Task requirements — Start to finish, the listing must be rewritten exactly.

>>>>

PR #352, opened 2023-02-01
rq task timeout in config

yankovs:

This whole PR is based on a `rq.timeouts.JobTimeoutException` error during YARA matching in one of my plugins:
```python
Traceback (most recent call last):
  File "/app/plugins/SomePlugin.py", line 106, in filter
    shutil.copyfileobj(f_in, f_out)
  File "/usr/local/lib/python3.10/shutil.py", line 198, in copyfileobj
    fdst_write(buf)
  File "/usr/local/lib/python3.10/site-packages/rq/timeouts.py", line 61, in handle_death_penalty
    raise self._exception('Task exceeded maximum timeout value '
rq.timeouts.JobTimeoutException: Task exceeded maximum timeout value (180 seconds)
```
Consequently, I get these at the worker:  
```python
INFO:rq.worker:Killed horse pid 6434
INFO:rq.worker:Killed horse pid 6435
WARNING:rq.worker:Moving job to FailedJobRegistry (work-horse terminated unexpectedly; waitpid returned None)
WARNING:rq.worker:Moving job to FailedJobRegistry (work-horse terminated unexpectedly; waitpid returned None)
```  
And the most troublesome part is that the query hangs in 99%, which makes me believe mquery currently lacks rq-level error handling; a way to cleanup and gracefully shutdown search in case of such errors.

This PR adds a way to control top-level queued task timeout in `__schedule` method. Because code still needs to be tested this is currently in draft.  
Also, might check on the "query hangs on 99%" part in this PR, or leave it as is with just the config value, we'll see 🦆  

**Test plan**

TBD

### DIFF
--- a/docs/configuration.md
+++ b/docs/configuration.md
@@ -41,9 +41,7 @@ Currently, supported configuration keys are:
   example `plugins.archive:GzipPlugin, plugins.custom:CustomPlugin`)
 - `mquery.yara_limit`: Maximum number of yara-scanned files per query (0 means no limit).
 - `mquery.about`: HTML code to be displayed on the about page.
-- `rq.start_timeout`: Timeout value for task initiation (in seconds). The default is OK for most users.
-- `rq.ursadb_timeout`: Timeout value (in seconds) for a ursadb query. The default is OK for most users.
-- `rq.yara_timeout`: Timeout value (in seconds) for yara scanning a batch of files. The default is OK for most users.
+- `rq.job_timeout`: Timeout value for rq jobs. The default is OK for most users.
 
 ## Mquery plugin configuration
 
--- a/docs/configuration.md
+++ b/docs/configuration.md
@@ -39,6 +39,11 @@ Currently, supported configuration keys are:
   `tcp://ursadb-server:9281`)
 - `mquery.plugins`: List of supported plugins, separated by commas (for
   example `plugins.archive:GzipPlugin, plugins.custom:CustomPlugin`)
+- `mquery.yara_limit`: Maximum number of yara-scanned files per query (0 means no limit).
+- `mquery.about`: HTML code to be displayed on the about page.
+- `rq.start_timeout`: Timeout value for task initiation (in seconds). The default is OK for most users.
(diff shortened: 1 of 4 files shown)


yankovs:
> What do you think about rq timeouts in general? I wasn't aware the default is so low - I mostly use local files, so I never hit the timeout.
> 
> Maybe we could change the default timeout to something much higher (for example, 10 minutes, or even 30 minutes)? In normal operation the timeouts should only happen when someone kills a worker without giving it a chance to stop cleanly - so shouldn't happen in normal circumstances.
> 
> My point being, it doesn't have to be configurable if longer timeouts are better for everyone. What do you think?

I agree. I think that if rq job timeout is reasonably big, and it still fails, at this point the user either deals with huge files or has a very heavy plugin or something similar and should check their own setup. This shouldn't normally happen at all

> What do you think about rq timeouts in general? I wasn't aware the default is so low - I mostly use local files, so I never hit the timeout.
> 
I still think that in general, such rq exceptions should be handled in the code itself. I didn't show it (my bad 🥲) but above this traceback we got:  
```
Unknown error (plugin?): xyz.dll
```   
but in this case the file itself doesn't matter for the exception, if not `xyz.dll` this would've happened on `uvw.exe` later. So this is not very indicative of the issue, because basically it is rq-level and not caused (at least directly) from a faulty plugin.  
I think that: https://python-rq.org/docs/exceptions/ is a nice start to understand how to manage graceful shutdown of queries in cases of timeouts, Redis connection errors etc

msm-code (approved):
PR looks good. OTOH as per code review maybe you prefer to increase the default timeout a lot (and maybe make the batch size configurable)?

msm-code (approved):

msm-code:
I'll take a liberty of merging it even though it's still a draft, because it looks complete and is approved since Feb. I hope it's OK.

msm-code:
Actually unfortunately I had to make it a bit more complicated :cry:. The timeouts are not inherited by children, and we have a chain of task spawns flask -> enqueue a few start_search tasks -> each enqueues a few query_ursadb tasks -> each enqueues a few run_yara_batch tasks. Every enqueue invocation need job_timeout parameter too.

I've pushed my suggested changes to the PR.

<<<<

Completed exercise —
PR #352, opened 2023-02-01
rq task timeout in config

yankovs:

This whole PR is based on a `rq.timeouts.JobTimeoutException` error during YARA matching in one of my plugins:
```python
Traceback (most recent call last):
  File "/app/plugins/SomePlugin.py", line 106, in filter
    shutil.copyfileobj(f_in, f_out)
  File "/usr/local/lib/python3.10/shutil.py", line 198, in copyfileobj
    fdst_write(buf)
  File "/usr/local/lib/python3.10/site-packages/rq/timeouts.py", line 61, in handle_death_penalty
    raise self._exception('Task exceeded maximum timeout value '
rq.timeouts.JobTimeoutException: Task exceeded maximum timeout value (180 seconds)
```
Consequently, I get these at the worker:  
```python
INFO:rq.worker:Killed horse pid 6434
INFO:rq.worker:Killed horse pid 6435
WARNING:rq.worker:Moving job to FailedJobRegistry (work-horse terminated unexpectedly; waitpid returned None)
WARNING:rq.worker:Moving job to FailedJobRegistry (work-horse terminated unexpectedly; waitpid returned None)
```  
And the most troublesome part is that the query hangs in 99%, which makes me believe mquery currently lacks rq-level error handling; a way to cleanup and gracefully shutdown search in case of such errors.

This PR adds a way to control top-level queued task timeout in `__schedule` method. Because code still needs to be tested this is currently in draft.  
Also, might check on the "query hangs on 99%" part in this PR, or leave it as is with just the config value, we'll see 🦆  

**Test plan**

TBD

### DIFF
--- a/docs/configuration.md
+++ b/docs/configuration.md
@@ -41,9 +41,7 @@ Currently, supported configuration keys are:
   example `plugins.archive:GzipPlugin, plugins.custom:CustomPlugin`)
 - `mquery.yara_limit`: Maximum number of yara-scanned files per query (0 means no limit).
 - `mquery.about`: HTML code to be displayed on the about page.
-- `rq.start_timeout`: Timeout value for task initiation (in seconds). The default is OK for most users.
-- `rq.ursadb_timeout`: Timeout value (in seconds) for a ursadb query. The default is OK for most users.
-- `rq.yara_timeout`: Timeout value (in seconds) for yara scanning a batch of files. The default is OK for most users.
+- `rq.job_timeout`: Timeout value for rq jobs. The default is OK for most users.
 
 ## Mquery plugin configuration
 
--- a/docs/configuration.md
+++ b/docs/configuration.md
@@ -39,6 +39,11 @@ Currently, supported configuration keys are:
   `tcp://ursadb-server:9281`)
 - `mquery.plugins`: List of supported plugins, separated by commas (for
   example `plugins.archive:GzipPlugin, plugins.custom:CustomPlugin`)
+- `mquery.yara_limit`: Maximum number of yara-scanned files per query (0 means no limit).
+- `mquery.about`: HTML code to be displayed on the about page.
+- `rq.start_timeout`: Timeout value for task initiation (in seconds). The default is OK for most users.
(diff shortened: 1 of 4 files shown)


yankovs:
> What do you think about rq timeouts in general? I wasn't aware the default is so low - I mostly use local files, so I never hit the timeout.
> 
> Maybe we could change the default timeout to something much higher (for example, 10 minutes, or even 30 minutes)? In normal operation the timeouts should only happen when someone kills a worker without giving it a chance to stop cleanly - so shouldn't happen in normal circumstances.
> 
> My point being, it doesn't have to be configurable if longer timeouts are better for everyone. What do you think?

I agree. I think that if rq job timeout is reasonably big, and it still fails, at this point the user either deals with huge files or has a very heavy plugin or something similar and should check their own setup. This shouldn't normally happen at all

> What do you think about rq timeouts in general? I wasn't aware the default is so low - I mostly use local files, so I never hit the timeout.
> 
I still think that in general, such rq exceptions should be handled in the code itself. I didn't show it (my bad 🥲) but above this traceback we got:  
```
Unknown error (plugin?): xyz.dll
```   
but in this case the file itself doesn't matter for the exception, if not `xyz.dll` this would've happened on `uvw.exe` later. So this is not very indicative of the issue, because basically it is rq-level and not caused (at least directly) from a faulty plugin.  
I think that: https://python-rq.org/docs/exceptions/ is a nice start to understand how to manage graceful shutdown of queries in cases of timeouts, Redis connection errors etc

msm-code (approved):
PR looks good. OTOH as per code review maybe you prefer to increase the default timeout a lot (and maybe make the batch size configurable)?

msm-code (approved):

msm-code:
I'll take a liberty of merging it even though it's still a draft, because it looks complete and is approved since Feb. I hope it's OK.

msm-code:
Actually unfortunately I had to make it a bit more complicated :cry:. The timeouts are not inherited by children, and we have a chain of task spawns flask -> enqueue a few start_search tasks -> each enqueues a few query_ursadb tasks -> each enqueues a few run_yara_batch tasks. Every enqueue invocation need job_timeout parameter too.

I've pushed my suggested changes to the PR.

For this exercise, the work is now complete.